C'est peut-être encore un effet de l'émotion: on s'était peu interrogé jusqu'ici sur le rôle des médias. Pourtant, leur intervention s'inscrit dans un contexte à haut risque.

Les victimes et la plupart des auteurs présumés de ces abus, d'abord, sont mineurs. C'est-à-dire qu'ils devraient bénéficier d'une protection particulièrement sourcilleuse de leur anonymat. Pour sauvegarder leur personnalité et, s'agissant des suspects, leurs chances de réinsertion.

Formellement, l'anonymat a été respecté: aucun média n'a fourni l'identité entière des protagonistes de ces affaires. Mais entre prénoms, fictifs ou authentiques, photos floutées, mention d'un quartier, d'une adresse ou d'une école, on peut douter qu'il soit resté bien épais.

Les suspects, d'ailleurs, ne se cachent pas. Certains multiplient volontiers les interviews - toujours sous le couvert de l'anonymat relatif qui leur est accordé. Ces interviews peuvent de cas en cas, sembler justifiées par l'intérêt sociologique et par le souci de donner la parole à toutes les parties. Mais cela ne les empêche pas de poser des problèmes.

Une origine à taire?

Pour les victimes d'abord, qui y sont vivement malmenées et n'ont, justement, pas la parole. Mais aussi, comme le relève Anne-Françoise Comte-Fontana, juge des mineurs à Genève, pour les suspects. «La médiatisation fait de ces jeunes des héros à leurs propres yeux et, lorsqu'ils sont placés en milieu fermé, à ceux de leur entourage. Il devient plus difficile de leur faire comprendre que leur comportement n'est pas admissible.»

L'autre facteur critique est lié à la mise en exergue de l'origine des auteurs. Les journalistes sont invités par leur déontologie à proscrire la discrimination et à faire preuve de retenue dans la mention d'une origine nationale en rapport avec une affaire criminelle. Cette disposition, qui n'est pas une obligation d'euphémisme, ne doit pas aboutir à masquer un débat réel. Mais là aussi, on peut s'interroger sur les limites et le style des interventions.

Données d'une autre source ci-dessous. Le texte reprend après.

PR #1265, opened 2019-02-07
blob: Ensure all metadata keys/values are escaped by drivers as needed

### LINKED ISSUE #1252: blob: update all drivers to escape metadata keys as needed
And update the conformance tests to use a wider range of key/value pairs.

vangent:
I tried to use URL escaping when possible, since that's more of a standard. In cases where it doesn't work (largely determined through experimentation, with hints from the provider documentation), I used our custom escaping.

Fixes #1252.


blob/azureblob/azureblob.go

Examiner dans quelle mesure chaque média a, à chaque occasion, respecté la déontologie dépasserait de beaucoup le cadre de cette réflexion. Mais si l'on s'en tient à la vue d'ensemble, l'impression de dérapage est nette. Un dérapage où les médias pourraient bien n'être que des rouages parmi d'autres d'une machine emballée que personne ne semble savoir comment arrêter.